*Required action:*
Repeat the entries exactly as they appear.

[Collected data entries]
--- --- ---
PR #153, opened 2020-05-04
Import Dear ImGui files as subproject

stephanlachnit:
This is an alternative to #83. It has the advantage that it can be used instantly, since it doesn't depend on any release tarballs. It also removes a lot the the license hassle (MangoHud's source tarball will only include the MIT licensed files, not some of the other licensed example inside Dear ImGui).
It does require manual upgrading though, meaning every file needs to be copied.

I actually think it's easier and better than #83, and way better than the git submodule.


stephanlachnit:
@jackun @flightlessmango any opinions on this? I updated it to make #225 redundant.

jackun:
Might as well for adding custom patches to ImGui. Waiting for text shadow/borders might take forever.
--- --- ---
*Answer section:*
PR #153, opened 2020-05-04
Import Dear ImGui files as subproject

stephanlachnit:
This is an alternative to #83. It has the advantage that it can be used instantly, since it doesn't depend on any release tarballs. It also removes a lot the the license hassle (MangoHud's source tarball will only include the MIT licensed files, not some of the other licensed example inside Dear ImGui).
It does require manual upgrading though, meaning every file needs to be copied.

I actually think it's easier and better than #83, and way better than the git submodule.


stephanlachnit:
@jackun @flightlessmango any opinions on this? I updated it to make #225 redundant.

jackun:
Might as well for adding custom patches to ImGui. Waiting for text shadow/borders might take forever.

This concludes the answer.